Is there a special meaning for this operator? Does the operator
$$\prod_{j\neq i} \frac{\mathbf{\Lambda}-\lambda_i}{\lambda_j-\lambda_i}$$
have any special meaning that makes it useful in quantum mecahnics, given that $\{\lambda_i\}$ are the eigenvalues of the Hermitian non-degenerate operator $\mathbf\Lambda$?
 A: It is the projection operator onto the eigenspace to $\lambda_j$.


*

*It evaluates to $1$ on $\mathrm{Eig}(\lambda_j)$.

*Every other eigenspace is annihilated because of the nominator. Note that the product is over all but one eigenvalue.

*It is self-adjoint (every factor is self-adjoint and they mutually commute) and

*squares to itself.


Due to the product it is useful/practical to use in finite dimensions only I believe.
I have somewhere seen it utilized in the context of spin chains, where one would project composite spins onto a definite $\vec{S}^2$ subspace.
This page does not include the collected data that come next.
PR #407, opened 2026-08-05
Make two safety gates fail closed instead of open

DarriEy:
Two guards that became **permissions** under the exact condition they exist to handle.

## 1. `risk/manager.py` — `force_paper` reported 2 of 6 restrictions

`is_paper_entry` is built from six sources and is what disables the live-only checks:

```python
is_paper_entry = (
    not self.settings.is_live
    or self.live_entries_blocked        # operational preflight BLOCK
    or self._paper_forced_strategy(signal.strategy_source)
    or cell.force_paper
    or force_paper                       # caller-declared
    or extreme_div.force_paper
)
```

The decision reported:

```python
force_paper=cell.force_paper or force_paper,   # two of six
```

`execution_gateway.py:112` computes `is_live = settings.is_live and not intent.force_paper`. So an entry could skip `check_category_allowlist`, `check_dispute_risk` and `check_divergence_band` **because** it was restricted, and still go to the venue with real money.

Concretely: preflight fails → `bot._run_live_gate` sets `live_entries_blocked` → the allowlist check is never appended → a non-allowlisted category is approved at full size, live. **Arming the guard made the system more permissive.**

The comment directly above that line already stated the correct invariant:

> Report the effective mode, not just the ladder's view — a caller-declared paper entry must come back marked paper or the pillar would submit it live after the gate judged it as paper.

It was implemented for two of the six inputs. There is now a single `paper_forced` expression used both to scope the checks and to populate the decision, so the two cannot drift again.

The global live gate is deliberately **excluded** from `paper_forced` — it is the gateway's own precondition, and folding it in would report "this entry was restricted" about a bot that simply isn't live. There's a test pinning that.

## 2. `exchange/kraken.py` — per-order USD cap skipped when the price probe failed

Safety layer #3 in that module's own docstring sat behind `if est_price:`:

```python
est_price = price or await self.get_price(pair)
if est_price:
    if notional > cap: return BLOCKED
```

`get_price` returns `None` whenever `_public("Ticker")` yields nothing, and `_public` **logs and returns `{}`** on any error rather than raising (`kraken.py:74-76`). A 5xx, a rate-limit response, or a Cloudflare blip removed the ceiling entirely and the order proceeded to `AddOrder` unbounded. Every autonomous caller passes `price=None`, so that probe is the sole source of the number the cap needs.

Now an unpriceable pair is refused — matching `transfers.py`, which fails closed at every equivalent point and is the model the rest of the codebase should follow here.

## Verification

It was a seminar talk, but maybe I can find reference.
A: Let us assume that $|\lambda\rangle$ is an arbitary state ket of $\Lambda$ i.e $\Lambda|\lambda\rangle=\lambda|\lambda\rangle$. 
Then
\begin{eqnarray}
\left[\prod_{\lambda''\neq\lambda'}\frac{\Lambda-\lambda''}{\lambda'-\lambda''}\right]|\lambda\rangle & = & \left[\prod_{\lambda''\neq\lambda'}\frac{\Lambda-\lambda''}{\lambda'-\lambda''}\right]\sum_{\lambda'''}\overbrace{|\lambda'''\rangle \langle\lambda'''|}^{\mathbb{I}}\lambda\rangle\\
& = & \sum_{\lambda'''}\langle\lambda'''|\lambda\rangle\left[\prod_{\lambda''\neq\lambda'}\frac{\Lambda-\lambda''}{\lambda'-\lambda''}\right]|\lambda'''\rangle\\
& = & \sum_{\lambda'''}\langle\lambda'''|\lambda\rangle\overbrace{\left[\prod_{\lambda''\neq\lambda'}\frac{(\lambda'''-\lambda'')}{(\lambda'-\lambda'')}\right]}^{\delta_{\lambda'\lambda'''}}|\lambda'''\rangle\\
& = & \sum_{\lambda'''}\langle\lambda'''|\lambda\rangle\delta_{\lambda'\lambda'''}|\lambda'''\rangle\\
& = & \sum_{\lambda'}|\lambda'\rangle\langle\lambda'|\lambda\rangle\\
\left[\prod_{\lambda''\neq\lambda'}\frac{\Lambda-\lambda''}{\lambda'-\lambda''}\right] & = & \sum_{\lambda'}|\lambda'\rangle\langle\lambda'| = \mathbb{P}_{\lambda'}
\end{eqnarray}
So it projects to the eigenket $|\lambda'\rangle$.
Regrading the uselfuness of $\mathbb{P}_{\lambda'}$ in quantum mechanics,
Lets consider the spin operator $S_{z}$, which has representation in terms of $|+\rangle = \begin{pmatrix} 1 \\0 \end{pmatrix}$ and $|-\rangle = \begin{pmatrix} 0 \\ 1 \end{pmatrix}$ as, 
$$S_{z}=\frac{\hbar}{2}(|+\rangle|\langle+|- |-\rangle\langle-|)$$ 
Where, $S_{z}|+\rangle=\frac{\hbar}{2}|+\rangle$ and $S_{z}|-\rangle=-\frac{\hbar}{2}|-\rangle$.
Then, for $\lambda'=\frac{\hbar}{2}$, we have
\begin{eqnarray}
\left[\prod_{\lambda''\neq\lambda'}\frac{S_{z}-\lambda''}{\lambda'-\lambda''}\right] & = & \left[\prod_{\lambda''\neq\hbar/2}\frac{S_{z}-\lambda''}{(\hbar/2-\lambda'')}\right] \\
& = & \left[\frac{S_{z}+\frac{\hbar}{2}\mathbb{I}}{\hbar/2+\hbar/2}\right]\\
& = & \frac{1}{\hbar}\left[\frac{\hbar}{2}(|+\rangle|\langle+|- |-\rangle\langle-|)+\frac{\hbar}{2}(|+\rangle|\langle+|+ |-\rangle\langle-|)\right]\\
& = & \frac{1}{\hbar}.\hbar|+\rangle|\langle+|\\
& = & |+\rangle\langle+|
\end{eqnarray}
Likewise So, for $\lambda'=-\frac{\hbar}{2}$, it can be shown that $\prod_{\lambda''\neq\lambda'}\frac{S_{z}-\lambda''}{\lambda'-\lambda''}=|-\rangle\langle-|$.
Which in fact justify $\mathbb{P}$ as the projection operators for spin-1/2 system.